The parametric methods such as a linear regression we have discussed in the previous week estimates the relationship between independent and dependent variables using their parameter. However, in a nonparametric regression such as the LOWESS function, we do estimate the regression function f(·) directly (Fox, 2002). In this discussion, we will be discussing the advantage and disadvantages of the LOWESS function which one of the nonparametric method also known as scatter plot smoothing technique. We will demonstrate the lowess function using R code and scatter plot.

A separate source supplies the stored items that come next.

PR #92, opened 2026-08-05
Remote audio streaming (browser ↔ radio USB) + optional HTTPS

fabiojvalente:
⚠️ This is experimental, confirmed to work with a FTDX10 on MacOS :)

# Native remote audio (browser ↔ radio USB) + optional HTTPS

Tl,DR: This PR provides audio streaming to YWC, removing the requirement to fiddle with mumble or sonobus.
 It was designed to be as frictionless as possible, 
To test it in its current state: 
1. https needs to be enabled (is needed for the mic), the user can generate a self signed certificate in the settings
2. user must select the audio in and out interfaces for the radio in the settings
3.  Allow the browser to access the mic
4. Click Start Audio

## Summary

Adds **in-browser send/receive audio** so a remote operator on LAN/VPN can operate SSB without Mumble/SonoBus. Built on top of `feature/macos-and-linux-build` (this MR is **audio/HTTPS only** — no platform/Docker changes).

- **Remote Audio bridge:** PortAudio host I/O ↔ dedicated `/audio` WebSocket ↔ browser mic/speakers (PCM16 preferred; Opus via Concentus / WebCodecs when negotiated).
- **Settings:** opt-in Remote Audio section with radio RX (capture) / TX (playback) device pickers and gains; devices open only while a session is active.
- **Single session:** second browser is rejected busy; PTT stays on existing CAT TX controls.
- **Optional self-signed HTTPS:** generate cert in Settings, dual-listen HTTP + HTTPS after restart — required for remote `getUserMedia` (secure context).
- **Docs:** USER_MANUAL §6.2 / §6.8 / §18 and FAQ §15.7 updated.
image
image

### Notable code

| Area | Change |
|------|--------|
| `Services/Audio/*` | Bridge, PortAudio enumeration, Opus codec, wire protocol, HTTPS cert helper |
| `Controllers/AudioController.cs` | `/api/audio/devices`, status, cert generate |
| `Program.cs` | WebSockets `/audio`; Kestrel dual-bind when HTTPS enabled |
| `Pages/Settings.cshtml` | Remote Audio + HTTPS UI |
| `Pages/Index.cshtml` + `wwwroot/js/audio/*` | Start/Stop bar, mute, levels |
| `Models/ApplicationSettings.cs` | `AudioStreaming*`, `Https*` settings |
| `USER_MANUAL.md` | Remote audio setup, MOD SOURCE, TLS/VPN troubleshooting |

## Test plan

- [x] `dotnet build -f net10.0` and `-f net10.0-windows` succeed
- [x] Settings → Remote Audio: enable; RX/TX device lists populate (Refresh works); Save persists
- [x] Index Remote Audio bar appears only when enabled; Start prompts for mic; RX audible; TX meter moves when speaking
- [x] CAT TX button / toggle still keys the radio independently of the audio stream
- [x] Second browser Start audio → busy / rejected
- [x] Disable Remote Audio → bar hidden; no PortAudio devices held
- [x] HTTPS: Generate cert with SAN (LAN/WG IP); Enable HTTPS; Save; **restart**; open `https://…:8443`; accept warning; Start audio works remotely
- [x] Radio MOD SOURCE = USB/REAR; confirm TX audio modulates when keyed
- [ ] Voice Control mic (Windows) remains independent of radio USB device pickers
- [x] Diff vs `feature/macos-and-linux-build` contains only audio/HTTPS files (no Docker/macOS tray churn)

### DIFF
--- a/.github/workflows/release.yml
+++ b/.github/workflows/release.yml
@@ -175,16 +175,28 @@ jobs:
         run: |
           image="ghcr.io/$(echo '${{ github.repository }}' | tr '[:upper:]' '[:lower:]')"
           echo "image=${image}" >> "$GITHUB_OUTPUT"
+          # :latest only moves on full releases — never on pre-releases or smoke builds.
+          latest=false
           if [ "${{ github.event_name }}" = "release" ]; then
             echo "version=${GITHUB_REF_NAME}" >> "$GITHUB_OUTPUT"
             echo "push=true" >> "$GITHUB_OUTPUT"
+            if [ "${{ github.event.release.prerelease }}" != "true" ]; then
+              latest=true
+            fi
           elif [ -n "${{ github.event.inputs.tag }}" ]; then
-            echo "version=${{ github.event.inputs.tag }}" >> "$GITHUB_OUTPUT"
+            version="${{ github.event.inputs.tag }}"
+            echo "version=${version}" >> "$GITHUB_OUTPUT"
             echo "push=true" >> "$GITHUB_OUTPUT"
+            # SemVer pre-release (e.g. v2.4.3-pre6) has a hyphen after the numeric version.
+            ver="${version#v}"
+            if [[ "$ver" != *-* ]]; then
+              latest=true
+            fi
           else
             echo "version=smoke" >> "$GITHUB_OUTPUT"
             echo "push=false" >> "$GITHUB_OUTPUT"
           fi
+          echo "latest=${latest}" >> "$GITHUB_OUTPUT"
 
       - name: Log in to GHCR
         if: steps.prep.outputs.push == 'true'
@@ -202,7 +214,7 @@ jobs:
           tags: |
             type=semver,pattern={{version}},value=${{ steps.prep.outputs.version }},enable=${{ steps.prep.outputs.push }}
             type=semver,pattern={{raw}},value=${{ steps.prep.outputs.version }},enable=${{ steps.prep.outputs.push }}
-            type=raw,value=latest,enable=${{ steps.prep.outputs.push }}
+            type=raw,value=latest,enable=${{ steps.prep.outputs.latest }}
             type=raw,value=smoke,enable=${{ steps.prep.outputs.push != 'true' }}
 
       - name: Build and push
--- a/.gitignore
+++ b/.gitignore
@@ -8,7 +8,7 @@ appsettings.user.json
 .cursor
 # User-specific files (MonoDevelop/Xamarin Studio)
 *.userprefs
-
+.DS_Store
 # Build results
 [Dd]ebug/
 [Dd]ebugPublic/
--- a/CLAUDE.md
+++ b/CLAUDE.md
@@ -46,7 +46,7 @@ On macOS, set **Serial Port** to a `/dev/cu.*` device. On Linux, use `/dev/ttyUS
 | Serial validation | `COM*` | `/dev/…` |
 | AppData | `%APPDATA%\MM5AGM\Yaesu Web Control\` | `$XDG_CONFIG_HOME` or `~/.config/MM5AGM/Yaesu Web Control/` |
 | `AutoShutdownWhenNoBrowsers` | Default true | Default true; `HostRuntime.IsContainer` forces keep-alive |
-| Browser auto-open | Yes | Skipped when `HostRuntime.IsContainer` |
+| Browser auto-open | `OpenBrowserOnStartup` (default true) | Same setting; skipped when `HostRuntime.IsContainer` |
 | Operator-facing docs | `USER_MANUAL.md` §§1–4, 6.2–6.3, 15.10, 17 | Same |
 
 There are no automated tests. Verification is manual via the browser at `http://localhost:8080`.
--- a/Controllers/AudioController.cs
+++ b/Controllers/AudioController.cs
@@ -31,9 +31,27 @@ namespace Yaesu_Web_Control.Controllers
             try
             {
                 var inputs = AudioDeviceEnumerator.ListInputs()
-                    .Select(d => new { d.Index, d.Name, d.DefaultSampleRate });
+                    .Select(d => new
+                    {
+                        d.Index,
+                        d.Name,
+                        d.HostApiName,
+                        d.HostApiIndex,
+                        displayName = d.DisplayName,
+                        key = d.PersistenceKey,
+                        d.DefaultSampleRate
+                    });
                 var outputs = AudioDeviceEnumerator.ListOutputs()
-                    .Select(d => new { d.Index, d.Name, d.DefaultSampleRate });
+                    .Select(d => new
+                    {
+                        d.Index,
+                        d.Name,
+                        d.HostApiName,
+                        d.HostApiIndex,
+                        displayName = d.DisplayName,
+                        key = d.PersistenceKey,
+                        d.DefaultSampleRate
+                    });
                 return Ok(new { inputs, outputs });
             }
             catch (Exception ex)
--- a/Controllers/AudioController.cs
+++ b/Controllers/AudioController.cs
@@ -1,0 +1,94 @@
+using Microsoft.AspNetCore.Mvc;
+using Yaesu_Web_Control.Services;
+using Yaesu_Web_Control.Services.Audio;
+
+namespace Yaesu_Web_Control.Controllers
+{
+    [ApiController]
+    [Route("api/audio")]
+    public class AudioController : ControllerBase
+    {
+        private readonly ISettingsService _settings;
+        private readonly AudioSessionManager _sessions;
+        private readonly RadioAudioBridgeService _bridge;
+        private readonly ILogger<AudioController> _logger;
+
+        public AudioController(
+            ISettingsService settings,
+            AudioSessionManager sessions,
+            RadioAudioBridgeService bridge,
+            ILogger<AudioController> logger)
+        {
+            _settings = settings;
+            _sessions = sessions;
+            _bridge = bridge;
+            _logger = logger;
+        }
+
+        [HttpGet("devices")]
+        public IActionResult ListDevices()
+        {
+            try
+            {
+                var inputs = AudioDeviceEnumerator.ListInputs()
+                    .Select(d => new { d.Index, d.Name, d.DefaultSampleRate });
+                var outputs = AudioDeviceEnumerator.ListOutputs()
+                    .Select(d => new { d.Index, d.Name, d.DefaultSampleRate });
+                return Ok(new { inputs, outputs });
+            }
+            catch (Exception ex)
+            {
+                _logger.LogError(ex, "Failed to enumerate audio devices");
+                return StatusCode(500, new { error = ex.Message });
+            }
+        }
+
+        [HttpGet("status")]
+        public async Task<IActionResult> Status()
+        {
+            var s = await _settings.GetSettingsAsync();
+            return Ok(new
+            {
+                enabled = s.AudioStreamingEnabled,
+                sessionActive = _sessions.HasActiveSession,
+                devicesOpen = _bridge.DevicesOpen,
+                codec = _bridge.ActiveCodec,
+                rxLevel = _bridge.RxLevel,
+                txLevel = _bridge.TxLevel,
+                httpsEnabled = s.HttpsEnabled,
+                httpsPort = s.HttpsPort,
+                certificatePresent = HttpsCertificateService.CertificateExists,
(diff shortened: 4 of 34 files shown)


fabiojvalente:
Have updated the ui experience

Use icons with tooltips

Screenshot 2026-08-06 at 08 42 30

User can popout audio so the stream doesnt stop if the user navigates to a different page (ex settings), this can also be extended in the future to control audio settings in the radio, ex mic gain proc etc
image


And given we now get the audio in the browser, the vfo scope will now show the true audio when the audio is connect, otherwise fallback to Math.random 
@mm5agm this needs to be check and likely adjusted for radios with dual VFO

With audio disconnected
image

With audio connected
image

mm5agm:
Hi Fabio,

First off - this is brilliant. I've had it running on my FTdx101MP: I can hear the radio in the browser on RX, and the TX capture meter moves when I speak, so the core pipeline is clearly working end to end. Really pleased with it.

A couple of things came up while testing that might be worth a thought - no rush, I know it's still a draft.

**1. Duplicate device names make picking the right device hard**

On Windows the same USB CODEC shows up many times over - once per audio subsystem (MME / WASAPI / DirectSound / WDM-KS) - so the RX and TX dropdowns are full of identically-named entries and it's trial-and-error to find the one that actually carries the radio audio. Because a device is saved and matched by its name string, there's no way to tell the duplicates apart. Could we show something alongside the name to disambiguate - the PortAudio host API and/or the device index - and persist that too? Even just appending the host API in the dropdown would help a lot.

**2. Background buzz/hiss on RX - maybe an optional noise gate?**

There's a steady background buzz and hiss under the received audio. I've chased it down and I'm fairly sure it isn't your code - it's a fixed noise floor in the radio's USB-CODEC output stage:

- it doesn't change with RF Gain,
- it's still there with no station at all (RF Gain at 0),
- and it's independent of the radio's per-mode OUT LEVEL menu (that only affects the rear RTTY/DATA jack, not the USB audio).

So YWC is faithfully passing along a hiss that's already in the USB stream before it reaches the browser. The *buzz* part specifically looks like USB bus noise / a ground loop, which I can chase at my end with an isolator or ferrite.

Where YWC might help: an optional RX noise gate / squelch that mutes the output during quiet passages (SSB/CW gaps, idle) so the buzz isn't just sitting there. It won't help a continuous AM broadcast where there's always a carrier, but for SSB/CW it would clean things up nicely. Feasible in the audio path?

That's it for now - genuinely impressed. Happy to keep testing whatever's useful.

73 Colin

fabiojvalente:
Thank you so much for the input @mm5agm 

> 1. Duplicate device names make picking the right device hard
I agree, however I only have a FTDX10 at hand and cannot replicate that scenario on my own easily. 
Nevertheless I will try to get some unique id per device to distinguish them in the ui. 
Same problem might occur on macos and linux setups

About the noise I didn't notice it here (but will try to replicate with different hardware)
Sadly the propagation has been dead on 11/10m (am not allowed to operate outside those yet :( ) for a few days and I haven't been able to check how my audio is reaching nearby SDRs 

Neverthesless the rx noise filtering might be a good addon on poorly grounded machines

fabiojvalente:
Windows duplicate devices  is now fixed: Same USB CODEC showed up under MME / DirectSound / WASAPI / WDM-KS with identical names. Dropdowns now label devices with the host API and persist name [hostApi].

Pop-out stop left Home greyed out — Stopping in the pop-out kept “ownership” on the main bar so Start/Stop/mutes stayed disabled. Ownership now only applies while the pop-out is actually streaming.

Browser mic picker — Mic dropdown on Home and pop-out so you can choose which browser microphone goes to the radio; choice is remembered in the browser.

mm5agm:
If you are finished with this it can be merged Fabio - users of IWC, the icom clone of YWC have been asking if it was possible to implement this . Could it be ported ? THey want to be able to run IWC in another room to where the radio is.

fabiojvalente:
Hi Colin,

To start with, I don't have a icom unit with, so am completely unfamiliar with how it would work, however I don't imagine it would be too much trouble, assuming it exposes audio interface like the yaesu does, then its only that bit thats missing (we can already do ptt/mox over CAT)

As being finished with this, this specific branch is blocked by the other PR
**Missing on this one**

- Add/bundle RX/TX gain cotnrols in the main operation view instead of the settings


**On the upstream branch (macos-and-linux-build)**
- Test the actions to build and ship the distributables for MacOS and Linux


Ideally, I hope to have both ready to ship into develop by End of week

mm5agm:
Thanks Fabio - that all matches what I found digging through it. The IC-7300 exposes a USB audio CODEC just like the FTdx10 (one cable carries both CI-V and the sound card), and IWC already keys the radio over CI-V, so PTT's covered. The audio bridge itself doesn't touch CAT at all - `Services/Audio/*` only depends on PortAudio and the settings service, nothing radio-specific - so you're right that it's a small gap to close.

That's actually what makes me want to raise the bigger point before either of us starts copying files. Because the audio subsystem is completely radio-agnostic, if I just paste it into IWC we'll have two copies to maintain forever - every fix you make here (the duplicate-device-name work, a future noise gate, and so on) would have to be redone by hand on the Icom side. That's exactly the trap.

I'm already planning to pull the radio-agnostic voice code into a **shared library** that both YWC and IWC consume from one source. The audio bridge looks like an ideal second tenant for that same library - the only per-app parts are the Settings/Index UI and the DI wiring, which are thin. So both apps would build against one audio codebase and your fixes land in both at once.

No urgency, and I don't think it changes anything about this PR - I'd let this merge and settle in YWC first, then lift the finished version, with your permission, into the shared lib rather than port a moving target. But I wanted to flag the direction now in case it's worth keeping the seam clean (e.g. no accidental coupling to YWC-specific types) while it's fresh. Does that fit how you'd want to structure it? Keen to hear your thoughts.

73 Colin

fabiojvalente:
That does make sense 👍

fabiojvalente:
@mm5agm This is now ready for review and merging if you're happy,

## Today's progress

- Reorganised ui for group mic and gain settings
- User can now control from the operation/home view the browser audio and mic gain
- Default audio codec to Opus, as the bitrate is lower, for SSB the difference is unnoticeable from my tests. In any case the user can still switch to PCM for uncompressed audio. The differences are `32kbs vs 768kbs` each way, or `64 kbps vs 1536kbps` for RX and TX
- Am also piggybacking in this MR the changes to the release workflow for container images, so latest only gets updated on `stable` releases

### Screenshots

image
image

mm5agm:
Hi Fabio,

Bench-tested this on my FTdx101MP (dual VFO) on Windows this evening. Good news first: RX audio works, TX works, and the "ringing/feedback" I was worried about turned out to be my own config - I had left the TX device blank, so the bridge sent my browser mic to my monitor speakers. Setting TX to the radio's USB Audio CODEC speakers fixed it completely. Might be worth a small guard so a blank/non-radio TX device can't be selected by default, but that is a nice-to-have, not a blocker.
image

The one item you flagged for dual-VFO does reproduce. With audio streaming, the passband scope shows the same live audio trace on BOTH VFO A and VFO B (screenshot below). Since the USB audio is mono from the Main receiver (VFO A on the 101MP), VFO B's scope is really showing VFO A's audio. It should drive only the VFO the audio belongs to, with the other VFO's scope on its normal fallback. You know the audio routing better than I do (and whether B's audio can be selected at all), so I'll leave the exact approach to you.

Everything else passed. Once the scope is tied to the correct VFO I'm happy to merge.

(Unrelated aside, not from this PR: I also have a separate dual-SDR spectrum issue where VFO A's panadapter freezes while B updates. I've confirmed that is pre-existing and nothing to do with your audio changes, so please ignore it here - I'll chase it separately.)

Thanks again for all of this.
Colin

fabiojvalente:
That’s great to hear !
  

  

  
As I don’t have a dual receiver unit, can you confirm if it exposes one single audio interface that contains the audio from both or the computer is able to see two interfaces ?
  
If the first option, then there’s isn’t much we can do about it
  
If the second, then we need to add a option to define audio settings for the second receiver   
  

  
Can you send a screenshot (to my personal email if you need) of the remote audio section in the settings page with the drop down listing what interfaces you see ?
  
  
  
  
  
  

  
  
>

mm5agm:
[cid:59ccabea-0692-40c5-a43f-142e66135ac2]
Screen dump[cid:d6997ba3-ae1e-4b86-8db0-ce4ed3762cf4]
Screen dump for RX and TX on settings page.
Colin MM5AGM
________________________________

fabiojvalente:
Colin, I've been doing some research on this
First, thanks for the thorough bench test on the 101MP — really helpful, and good to hear RX/TX are solid and that the ringing was the blank TX device (monitor speakers). **I’ll add a guard so a blank/non-radio TX device can’t sit as the default; that’s a nice follow-up, not in this PR.**

**On the dual-VFO filter scopes**: you’re right that both panels show the same live trace today. The radio exposes a single USB Audio CODEC (not one device per VFO). On the 101MP that path is typically stereo (MAIN/SUB on L/R), but the current implementation downmixes to mono for the Remote Audio bridge and then attaches that one FFT to both VFO A and VFO B scopes — so B’s live bars are misleading (and the browser sees only the MONO stream).

I’ll treat correct per-VFO scoping (and audio) as a separate MR given the work (and blind testing that I cannot do given the lack of hardware) involved after this merges, my suggestion is:
- first stop putting the live FFT on VFO B (decorative fallback there while audio is mono), 
- then keep stereo through the pipe on dual-receiver radios and map L→A / R→B for true dual traces (with a bench check of the channel map).

Let me know your thoughts

Thanks,
Fabio

mm5agm:
Thanks Fabio, that's a really clear diagnosis and it matches exactly what I saw on the bench - much appreciated you digging into the single-CODEC/stereo side of it.

I'm happy with treating the full per-VFO work as a separate MR after this one lands. The L/R stereo mapping (MAIN on L, SUB on R, mapped to A/B) plus the bench channel-map check is clearly its own piece of work, and there's no sense holding the whole audio feature up for it.

The one thing I'd like to pull forward into this PR, if it's a small change, is your step 1 - stop attaching the live FFT to VFO B and drop it back to the decorative fallback while the audio is mono. My reasoning is just that I'd rather not ship a VFO B trace that looks live but is actually the mono/MAIN signal - on a dual-receiver radio that's the kind of thing a user will read as real and trust, so I'd sooner it be obviously decorative until the stereo mapping is in. If that turns out to be more than a quick change, tell me and we'll merge as-is and do it all in the follow-up.

The blank/non-radio TX device guard as a follow-up sounds spot on - that was the whole cause of the ringing, so it'll save the next person the same head-scratching.

Once step 1 is in (or you confirm it's not a quick one), I'm ready to merge. Thanks again for all of this.

Colin

fabiojvalente:
Hi Colin,

Step 1 is implemented, the VFO B for now uses the Math.random() for the scope

**As for the TX/RX Guard**

I’ve tightened that without hard-filtering device names (operators often rename the endpoint to e.g. “FTDX101”, and OS strings vary):

1. **Blank TX/RX guard** — when Remote Audio is enabled, Settings save requires explicit RX and TX devices; the bridge no longer opens the OS defaults.
2. **Soft hint only** — names containing USB Audio / Yaesu sort first and get a 📻; the full list stays available for renamed devices.
3. **Clearer Settings + manual** — RX = radio recording / Microphone|Line (USB…); TX = radio Speakers/playback — not PC speakers; troubleshooting for “I hear myself in the speakers”.

mm5agm:
Merged to develop - thank you, Fabio, this is a genuinely significant piece of work.

Step 1 is exactly what I wanted: with VFO B on the decorative fallback there's no risk of anyone reading that trace as a real second receiver while the audio is mono, so I'm happy to ship it like that until the stereo mapping lands.

And thank you for pulling the blank TX/RX guard forward into this PR rather than leaving it for later - that was the whole cause of the ringing on my bench, so requiring an explicit RX and TX device (instead of falling back to the OS defaults) will save the next person the same head-scratching. I like that you did it by sorting/hinting rather than hard-filtering on device names too - operators rename the endpoint all the time, so a soft radio hint that still shows the full list is the right call.

I've merged it as-is. It's on develop, not in a public release yet - I'll fold it into the next release once it's had a bit more mileage, and I'll make sure the release notes credit you.

That leaves the per-VFO stereo scope (MAIN/SUB on L/R, mapped L->A / R->B on dual-receiver radios) as the separate follow-up MR we agreed, whenever you're ready to pick it up - and I'll do the bench channel-map check on the 101 for that since it needs real hardware.

Thanks again for all of this.

Colin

Fox (2002) state LOWESS is one of the well-known nonparametric methods which is a locally weighted scatterplot smoother, for the simple-regression case. Marconi (2008) described the simplicity of lowess advantage is its biggest advantage as users are only need to specify the smoothing function as we have demonstrated in figure 1. The author state the disadvantage or drawback of using the LOWESS method is it does not produce any mathematical equation that will model the relationships between variables, unlike the parametric regression methods. Therefore, we could not reuse the a model from one dataset to another dataset directly and one has to apply LOWESS function every time for every new dataset. The author of the discussion post believes LOWESS is a great tool if the distribution of the dataset is unknown as we do not have any restrictions on whether our data follows normality or not. We will also be conducting a multi regression using R. When using the locally weighted scatterplot smoothing (LOWESS) method for multiple regression models in a k-nearest-neighbor-based model.
Fox, J. (2002). Nonparametric regression. Appendix to: An R and S-PLUS Companion to Applied Regression.
Marconi, D. (2008). New approaches to open problems in gene expression microarray data (Doctoral dissertation, alma).